Items listed in a dataset:
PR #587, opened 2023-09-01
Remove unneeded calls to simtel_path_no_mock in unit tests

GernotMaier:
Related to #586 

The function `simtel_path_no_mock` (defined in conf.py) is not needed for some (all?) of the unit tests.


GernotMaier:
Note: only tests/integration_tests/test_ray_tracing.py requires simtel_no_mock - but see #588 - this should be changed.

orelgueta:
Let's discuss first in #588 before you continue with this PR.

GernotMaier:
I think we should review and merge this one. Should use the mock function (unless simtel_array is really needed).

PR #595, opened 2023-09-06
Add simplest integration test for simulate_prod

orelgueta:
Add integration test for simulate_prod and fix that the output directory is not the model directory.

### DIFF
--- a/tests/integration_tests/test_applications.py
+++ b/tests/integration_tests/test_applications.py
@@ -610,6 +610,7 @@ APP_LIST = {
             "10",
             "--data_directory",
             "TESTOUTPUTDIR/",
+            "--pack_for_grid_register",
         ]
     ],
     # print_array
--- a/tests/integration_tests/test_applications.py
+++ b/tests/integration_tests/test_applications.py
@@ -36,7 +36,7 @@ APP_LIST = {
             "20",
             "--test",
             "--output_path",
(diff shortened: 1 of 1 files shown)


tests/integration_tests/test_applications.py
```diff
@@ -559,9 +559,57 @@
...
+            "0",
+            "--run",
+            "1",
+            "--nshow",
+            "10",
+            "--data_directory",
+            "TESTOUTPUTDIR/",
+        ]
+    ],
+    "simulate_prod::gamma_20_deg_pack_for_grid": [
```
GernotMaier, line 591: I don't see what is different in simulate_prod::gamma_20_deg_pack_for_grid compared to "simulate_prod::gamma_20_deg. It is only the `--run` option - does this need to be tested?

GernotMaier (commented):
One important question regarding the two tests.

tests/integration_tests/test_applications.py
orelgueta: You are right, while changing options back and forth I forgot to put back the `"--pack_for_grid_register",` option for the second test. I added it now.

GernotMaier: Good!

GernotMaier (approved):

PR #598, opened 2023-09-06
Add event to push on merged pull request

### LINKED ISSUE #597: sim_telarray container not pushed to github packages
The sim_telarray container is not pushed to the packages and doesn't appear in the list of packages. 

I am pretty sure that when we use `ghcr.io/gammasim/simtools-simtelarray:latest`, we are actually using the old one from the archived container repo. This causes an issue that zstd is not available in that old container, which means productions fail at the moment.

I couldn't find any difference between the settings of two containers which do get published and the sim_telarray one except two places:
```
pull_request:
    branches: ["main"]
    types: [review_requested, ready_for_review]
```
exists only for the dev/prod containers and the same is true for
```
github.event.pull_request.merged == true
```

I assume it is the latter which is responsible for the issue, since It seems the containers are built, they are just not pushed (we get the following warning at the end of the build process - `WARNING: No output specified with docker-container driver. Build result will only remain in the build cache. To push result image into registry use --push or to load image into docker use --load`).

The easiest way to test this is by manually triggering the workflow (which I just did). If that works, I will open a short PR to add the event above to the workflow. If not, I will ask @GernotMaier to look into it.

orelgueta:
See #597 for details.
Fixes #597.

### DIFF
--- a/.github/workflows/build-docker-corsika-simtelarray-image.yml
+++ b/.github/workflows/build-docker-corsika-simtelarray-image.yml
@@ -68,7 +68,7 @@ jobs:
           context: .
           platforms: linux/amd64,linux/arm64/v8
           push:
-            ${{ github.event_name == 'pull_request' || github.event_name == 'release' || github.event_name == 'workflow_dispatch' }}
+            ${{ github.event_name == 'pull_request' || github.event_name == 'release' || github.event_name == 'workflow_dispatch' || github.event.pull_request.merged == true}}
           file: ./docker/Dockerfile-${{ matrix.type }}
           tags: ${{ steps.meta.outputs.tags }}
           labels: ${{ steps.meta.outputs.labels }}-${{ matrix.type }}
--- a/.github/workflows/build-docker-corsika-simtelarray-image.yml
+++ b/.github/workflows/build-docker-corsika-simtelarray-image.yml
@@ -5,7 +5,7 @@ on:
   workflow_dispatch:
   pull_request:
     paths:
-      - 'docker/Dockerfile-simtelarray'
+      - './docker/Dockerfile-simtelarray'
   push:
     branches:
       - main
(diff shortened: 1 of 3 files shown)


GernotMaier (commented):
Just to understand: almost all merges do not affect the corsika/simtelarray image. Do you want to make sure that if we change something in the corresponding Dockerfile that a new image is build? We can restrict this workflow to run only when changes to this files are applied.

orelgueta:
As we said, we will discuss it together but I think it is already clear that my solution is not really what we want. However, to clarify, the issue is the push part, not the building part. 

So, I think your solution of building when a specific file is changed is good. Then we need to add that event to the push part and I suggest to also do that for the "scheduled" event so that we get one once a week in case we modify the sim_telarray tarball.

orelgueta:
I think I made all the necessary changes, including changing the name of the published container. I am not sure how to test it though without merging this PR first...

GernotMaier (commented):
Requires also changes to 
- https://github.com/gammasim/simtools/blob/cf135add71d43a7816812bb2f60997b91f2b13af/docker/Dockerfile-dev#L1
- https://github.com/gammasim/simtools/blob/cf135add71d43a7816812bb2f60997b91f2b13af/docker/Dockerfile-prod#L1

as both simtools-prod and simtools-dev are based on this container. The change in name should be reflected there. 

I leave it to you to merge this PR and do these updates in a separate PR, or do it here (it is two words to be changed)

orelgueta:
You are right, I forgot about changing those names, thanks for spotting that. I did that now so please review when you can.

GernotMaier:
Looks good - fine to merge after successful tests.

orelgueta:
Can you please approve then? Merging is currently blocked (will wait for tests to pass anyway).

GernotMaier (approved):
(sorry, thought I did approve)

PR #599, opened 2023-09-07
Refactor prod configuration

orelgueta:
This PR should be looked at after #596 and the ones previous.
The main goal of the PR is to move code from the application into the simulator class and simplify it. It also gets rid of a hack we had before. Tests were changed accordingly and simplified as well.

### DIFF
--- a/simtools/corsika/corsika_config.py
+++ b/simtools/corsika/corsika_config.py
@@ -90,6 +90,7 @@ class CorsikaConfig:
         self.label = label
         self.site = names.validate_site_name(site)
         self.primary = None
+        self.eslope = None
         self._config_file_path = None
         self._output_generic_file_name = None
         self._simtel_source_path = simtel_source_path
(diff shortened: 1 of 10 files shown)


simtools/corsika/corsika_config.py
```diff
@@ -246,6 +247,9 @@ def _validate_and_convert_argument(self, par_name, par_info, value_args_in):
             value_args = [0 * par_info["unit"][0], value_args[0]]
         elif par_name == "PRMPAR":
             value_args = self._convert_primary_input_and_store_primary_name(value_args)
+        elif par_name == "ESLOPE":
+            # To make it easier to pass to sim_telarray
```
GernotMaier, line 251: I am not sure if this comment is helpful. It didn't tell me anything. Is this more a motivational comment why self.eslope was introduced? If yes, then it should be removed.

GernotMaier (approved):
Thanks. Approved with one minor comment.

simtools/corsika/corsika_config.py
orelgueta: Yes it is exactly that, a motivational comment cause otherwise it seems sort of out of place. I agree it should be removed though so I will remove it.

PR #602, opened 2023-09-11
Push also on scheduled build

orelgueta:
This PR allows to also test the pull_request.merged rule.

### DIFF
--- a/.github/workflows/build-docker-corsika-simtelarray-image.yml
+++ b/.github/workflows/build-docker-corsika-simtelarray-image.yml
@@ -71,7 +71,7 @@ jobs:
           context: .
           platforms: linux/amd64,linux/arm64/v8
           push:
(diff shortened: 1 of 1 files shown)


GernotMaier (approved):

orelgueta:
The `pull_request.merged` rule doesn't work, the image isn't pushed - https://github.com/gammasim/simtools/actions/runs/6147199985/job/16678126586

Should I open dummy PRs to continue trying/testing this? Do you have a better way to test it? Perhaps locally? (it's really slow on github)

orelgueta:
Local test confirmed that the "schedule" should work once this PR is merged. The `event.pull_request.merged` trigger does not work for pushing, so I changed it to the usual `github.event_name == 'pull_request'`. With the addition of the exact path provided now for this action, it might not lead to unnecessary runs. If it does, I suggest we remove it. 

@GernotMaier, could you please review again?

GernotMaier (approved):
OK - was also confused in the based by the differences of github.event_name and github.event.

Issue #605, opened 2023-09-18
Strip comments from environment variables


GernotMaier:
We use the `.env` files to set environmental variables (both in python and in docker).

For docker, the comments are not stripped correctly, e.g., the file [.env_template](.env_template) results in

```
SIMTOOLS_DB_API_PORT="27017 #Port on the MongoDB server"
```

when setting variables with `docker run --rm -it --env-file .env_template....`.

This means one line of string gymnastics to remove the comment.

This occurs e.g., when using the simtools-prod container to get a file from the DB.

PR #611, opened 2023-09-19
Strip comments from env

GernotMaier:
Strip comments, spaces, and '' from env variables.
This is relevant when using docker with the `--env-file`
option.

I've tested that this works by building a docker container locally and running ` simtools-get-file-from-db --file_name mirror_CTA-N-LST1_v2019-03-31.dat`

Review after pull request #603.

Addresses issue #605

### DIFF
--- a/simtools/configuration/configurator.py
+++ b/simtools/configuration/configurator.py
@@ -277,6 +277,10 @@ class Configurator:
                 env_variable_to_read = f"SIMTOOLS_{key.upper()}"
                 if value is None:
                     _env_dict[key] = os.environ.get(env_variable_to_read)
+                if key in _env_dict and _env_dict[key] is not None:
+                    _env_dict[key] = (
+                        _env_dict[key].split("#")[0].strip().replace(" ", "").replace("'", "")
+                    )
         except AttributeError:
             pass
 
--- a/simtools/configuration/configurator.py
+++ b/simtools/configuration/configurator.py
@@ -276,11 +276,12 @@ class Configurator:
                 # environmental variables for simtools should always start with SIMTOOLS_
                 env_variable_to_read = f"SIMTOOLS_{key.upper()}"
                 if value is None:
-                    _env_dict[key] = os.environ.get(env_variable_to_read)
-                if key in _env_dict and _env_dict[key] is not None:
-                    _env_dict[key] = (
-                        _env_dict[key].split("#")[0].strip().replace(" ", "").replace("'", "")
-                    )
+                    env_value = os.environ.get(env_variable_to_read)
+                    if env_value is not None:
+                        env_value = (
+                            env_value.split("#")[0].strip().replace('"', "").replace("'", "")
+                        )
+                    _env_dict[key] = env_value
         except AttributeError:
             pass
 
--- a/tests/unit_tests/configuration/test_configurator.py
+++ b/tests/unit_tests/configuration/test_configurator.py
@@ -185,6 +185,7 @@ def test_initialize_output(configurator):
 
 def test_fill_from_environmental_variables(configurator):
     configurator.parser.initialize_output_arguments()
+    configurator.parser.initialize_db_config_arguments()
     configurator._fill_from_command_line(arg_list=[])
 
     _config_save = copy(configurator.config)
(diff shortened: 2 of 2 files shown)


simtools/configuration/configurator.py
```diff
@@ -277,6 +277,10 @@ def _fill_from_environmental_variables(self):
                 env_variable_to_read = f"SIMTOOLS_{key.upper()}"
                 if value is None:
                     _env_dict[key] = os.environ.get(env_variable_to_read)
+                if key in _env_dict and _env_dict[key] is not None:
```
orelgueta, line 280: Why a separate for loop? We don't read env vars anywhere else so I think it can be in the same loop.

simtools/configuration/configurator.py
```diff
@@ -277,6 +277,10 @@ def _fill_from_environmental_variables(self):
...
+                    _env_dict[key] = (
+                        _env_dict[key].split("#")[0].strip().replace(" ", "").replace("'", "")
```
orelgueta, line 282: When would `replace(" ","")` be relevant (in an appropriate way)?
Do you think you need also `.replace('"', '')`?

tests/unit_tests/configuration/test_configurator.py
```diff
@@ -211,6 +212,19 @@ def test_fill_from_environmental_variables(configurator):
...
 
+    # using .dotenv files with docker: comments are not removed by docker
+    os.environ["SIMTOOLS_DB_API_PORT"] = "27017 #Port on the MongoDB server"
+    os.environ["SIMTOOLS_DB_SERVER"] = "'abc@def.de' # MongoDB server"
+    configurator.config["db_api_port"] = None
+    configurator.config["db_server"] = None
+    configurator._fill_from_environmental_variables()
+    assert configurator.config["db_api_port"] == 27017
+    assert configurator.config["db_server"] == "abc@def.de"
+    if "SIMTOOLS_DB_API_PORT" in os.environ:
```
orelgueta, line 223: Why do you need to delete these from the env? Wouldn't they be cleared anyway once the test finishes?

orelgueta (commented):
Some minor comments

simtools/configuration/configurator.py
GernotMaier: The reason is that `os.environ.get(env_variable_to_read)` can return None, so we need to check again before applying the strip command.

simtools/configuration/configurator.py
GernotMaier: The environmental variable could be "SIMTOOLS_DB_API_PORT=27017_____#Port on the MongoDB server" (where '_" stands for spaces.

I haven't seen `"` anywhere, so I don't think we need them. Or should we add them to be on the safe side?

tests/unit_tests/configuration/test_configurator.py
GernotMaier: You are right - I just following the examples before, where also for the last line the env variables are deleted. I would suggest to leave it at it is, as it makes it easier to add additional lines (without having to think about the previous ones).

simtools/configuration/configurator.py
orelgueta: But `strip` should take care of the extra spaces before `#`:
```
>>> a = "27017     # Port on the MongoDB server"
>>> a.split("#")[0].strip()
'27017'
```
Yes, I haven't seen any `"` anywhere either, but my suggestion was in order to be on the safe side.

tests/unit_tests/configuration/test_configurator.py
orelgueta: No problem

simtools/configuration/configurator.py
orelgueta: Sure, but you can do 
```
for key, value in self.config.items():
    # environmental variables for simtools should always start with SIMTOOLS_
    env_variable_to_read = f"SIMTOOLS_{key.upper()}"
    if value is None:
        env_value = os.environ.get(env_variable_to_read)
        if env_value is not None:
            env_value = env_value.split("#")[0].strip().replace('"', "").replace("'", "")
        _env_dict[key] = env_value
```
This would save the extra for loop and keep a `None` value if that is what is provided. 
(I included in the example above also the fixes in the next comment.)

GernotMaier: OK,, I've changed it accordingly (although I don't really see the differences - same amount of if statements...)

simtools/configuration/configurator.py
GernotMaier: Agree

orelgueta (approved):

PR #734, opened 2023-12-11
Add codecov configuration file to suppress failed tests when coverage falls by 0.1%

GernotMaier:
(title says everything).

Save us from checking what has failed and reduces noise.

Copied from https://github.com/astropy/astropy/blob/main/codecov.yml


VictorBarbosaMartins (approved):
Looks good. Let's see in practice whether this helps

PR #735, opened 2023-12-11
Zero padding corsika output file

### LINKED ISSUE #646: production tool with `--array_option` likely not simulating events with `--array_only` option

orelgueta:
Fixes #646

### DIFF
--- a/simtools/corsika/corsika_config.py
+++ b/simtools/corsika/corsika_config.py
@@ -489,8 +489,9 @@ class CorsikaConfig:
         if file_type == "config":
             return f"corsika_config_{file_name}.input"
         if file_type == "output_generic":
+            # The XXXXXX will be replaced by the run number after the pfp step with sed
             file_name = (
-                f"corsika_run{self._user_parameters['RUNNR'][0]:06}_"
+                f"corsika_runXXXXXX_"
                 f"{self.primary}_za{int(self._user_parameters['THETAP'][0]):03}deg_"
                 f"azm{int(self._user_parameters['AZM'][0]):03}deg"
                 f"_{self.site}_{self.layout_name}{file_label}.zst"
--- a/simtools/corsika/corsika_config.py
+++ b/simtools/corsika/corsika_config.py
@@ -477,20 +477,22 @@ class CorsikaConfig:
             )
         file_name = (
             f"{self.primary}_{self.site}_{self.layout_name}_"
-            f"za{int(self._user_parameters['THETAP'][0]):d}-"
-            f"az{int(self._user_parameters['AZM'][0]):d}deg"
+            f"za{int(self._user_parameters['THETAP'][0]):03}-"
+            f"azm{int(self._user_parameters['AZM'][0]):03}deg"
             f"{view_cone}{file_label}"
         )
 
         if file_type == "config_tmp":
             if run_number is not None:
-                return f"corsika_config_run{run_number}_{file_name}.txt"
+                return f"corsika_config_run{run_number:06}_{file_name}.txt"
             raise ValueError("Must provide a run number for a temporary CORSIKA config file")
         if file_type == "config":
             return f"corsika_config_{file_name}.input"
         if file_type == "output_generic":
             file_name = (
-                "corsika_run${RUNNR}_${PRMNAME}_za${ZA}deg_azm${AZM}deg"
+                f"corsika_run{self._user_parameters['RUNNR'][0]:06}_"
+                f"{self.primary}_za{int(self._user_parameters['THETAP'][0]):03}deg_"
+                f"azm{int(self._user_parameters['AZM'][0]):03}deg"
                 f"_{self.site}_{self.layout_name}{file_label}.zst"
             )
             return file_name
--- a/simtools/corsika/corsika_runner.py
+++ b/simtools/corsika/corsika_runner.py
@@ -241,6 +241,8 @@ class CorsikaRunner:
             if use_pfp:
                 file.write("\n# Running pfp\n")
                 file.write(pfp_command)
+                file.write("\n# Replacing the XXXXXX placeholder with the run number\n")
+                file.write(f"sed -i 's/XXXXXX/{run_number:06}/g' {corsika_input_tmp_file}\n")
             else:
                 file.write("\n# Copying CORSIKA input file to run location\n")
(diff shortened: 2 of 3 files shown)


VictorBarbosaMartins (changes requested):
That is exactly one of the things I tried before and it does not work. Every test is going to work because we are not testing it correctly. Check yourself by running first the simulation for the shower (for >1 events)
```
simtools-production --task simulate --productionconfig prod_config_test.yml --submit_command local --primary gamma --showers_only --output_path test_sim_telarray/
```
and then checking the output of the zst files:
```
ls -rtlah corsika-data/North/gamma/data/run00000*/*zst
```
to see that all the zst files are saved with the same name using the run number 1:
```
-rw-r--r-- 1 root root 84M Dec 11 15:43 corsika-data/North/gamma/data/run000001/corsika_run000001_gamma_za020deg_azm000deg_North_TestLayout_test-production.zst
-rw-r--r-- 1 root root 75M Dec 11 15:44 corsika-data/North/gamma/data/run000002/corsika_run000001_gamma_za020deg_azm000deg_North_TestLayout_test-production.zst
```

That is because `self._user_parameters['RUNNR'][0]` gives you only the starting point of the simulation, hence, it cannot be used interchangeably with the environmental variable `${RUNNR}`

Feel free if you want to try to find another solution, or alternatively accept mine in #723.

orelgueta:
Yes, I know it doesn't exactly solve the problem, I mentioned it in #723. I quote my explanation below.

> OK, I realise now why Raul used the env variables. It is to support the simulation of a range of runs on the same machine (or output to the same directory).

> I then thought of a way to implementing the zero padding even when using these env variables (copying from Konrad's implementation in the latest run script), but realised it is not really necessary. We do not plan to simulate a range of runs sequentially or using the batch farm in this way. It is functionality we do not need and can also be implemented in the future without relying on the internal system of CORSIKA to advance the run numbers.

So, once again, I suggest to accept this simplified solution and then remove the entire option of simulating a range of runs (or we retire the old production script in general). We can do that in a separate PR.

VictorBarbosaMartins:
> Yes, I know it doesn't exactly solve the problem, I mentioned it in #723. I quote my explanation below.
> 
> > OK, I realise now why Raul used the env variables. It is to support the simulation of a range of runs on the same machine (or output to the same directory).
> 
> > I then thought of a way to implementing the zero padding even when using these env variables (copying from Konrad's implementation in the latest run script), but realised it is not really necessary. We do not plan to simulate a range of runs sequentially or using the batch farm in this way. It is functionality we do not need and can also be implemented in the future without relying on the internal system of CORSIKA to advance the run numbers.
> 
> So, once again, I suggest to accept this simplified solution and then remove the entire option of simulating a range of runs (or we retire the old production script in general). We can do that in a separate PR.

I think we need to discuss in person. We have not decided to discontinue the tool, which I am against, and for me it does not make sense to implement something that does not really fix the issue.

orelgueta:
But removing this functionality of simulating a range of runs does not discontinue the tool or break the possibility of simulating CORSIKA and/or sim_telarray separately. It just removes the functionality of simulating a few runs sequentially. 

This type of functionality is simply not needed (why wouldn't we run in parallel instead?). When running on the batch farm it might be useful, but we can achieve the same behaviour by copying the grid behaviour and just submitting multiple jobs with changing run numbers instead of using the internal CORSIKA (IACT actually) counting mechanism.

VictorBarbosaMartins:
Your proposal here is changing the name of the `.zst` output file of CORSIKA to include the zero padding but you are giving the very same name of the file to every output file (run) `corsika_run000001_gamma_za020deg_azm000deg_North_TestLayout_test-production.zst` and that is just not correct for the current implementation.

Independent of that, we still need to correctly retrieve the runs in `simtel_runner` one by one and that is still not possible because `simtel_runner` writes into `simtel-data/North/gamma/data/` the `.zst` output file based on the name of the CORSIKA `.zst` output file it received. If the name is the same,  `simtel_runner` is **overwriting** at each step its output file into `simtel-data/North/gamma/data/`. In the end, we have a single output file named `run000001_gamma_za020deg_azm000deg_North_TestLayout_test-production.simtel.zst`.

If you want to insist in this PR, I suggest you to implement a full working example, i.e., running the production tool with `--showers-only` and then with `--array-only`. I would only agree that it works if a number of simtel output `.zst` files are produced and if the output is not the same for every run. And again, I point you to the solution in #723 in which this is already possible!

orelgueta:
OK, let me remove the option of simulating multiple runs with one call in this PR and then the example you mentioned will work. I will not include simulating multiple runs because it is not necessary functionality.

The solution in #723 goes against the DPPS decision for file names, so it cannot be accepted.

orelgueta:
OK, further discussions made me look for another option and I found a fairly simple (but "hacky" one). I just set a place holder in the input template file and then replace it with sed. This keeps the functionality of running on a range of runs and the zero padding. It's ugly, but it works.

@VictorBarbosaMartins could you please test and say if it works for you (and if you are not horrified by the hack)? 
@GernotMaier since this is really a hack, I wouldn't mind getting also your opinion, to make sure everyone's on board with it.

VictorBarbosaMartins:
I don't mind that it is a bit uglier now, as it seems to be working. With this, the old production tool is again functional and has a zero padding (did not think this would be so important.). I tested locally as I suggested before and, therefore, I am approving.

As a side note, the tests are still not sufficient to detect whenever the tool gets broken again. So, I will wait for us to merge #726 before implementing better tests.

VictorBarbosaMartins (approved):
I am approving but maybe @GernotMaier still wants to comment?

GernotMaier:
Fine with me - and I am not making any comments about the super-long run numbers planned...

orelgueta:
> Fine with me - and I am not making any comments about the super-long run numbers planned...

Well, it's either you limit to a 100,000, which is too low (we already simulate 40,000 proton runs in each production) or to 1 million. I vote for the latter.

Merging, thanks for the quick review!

WHAT THIS TASK INVOLVES – Looking at the records, how many of the lines contain the string "simplified"? Only the number should be given.

OUTPUT FOR THIS EXERCISE – 3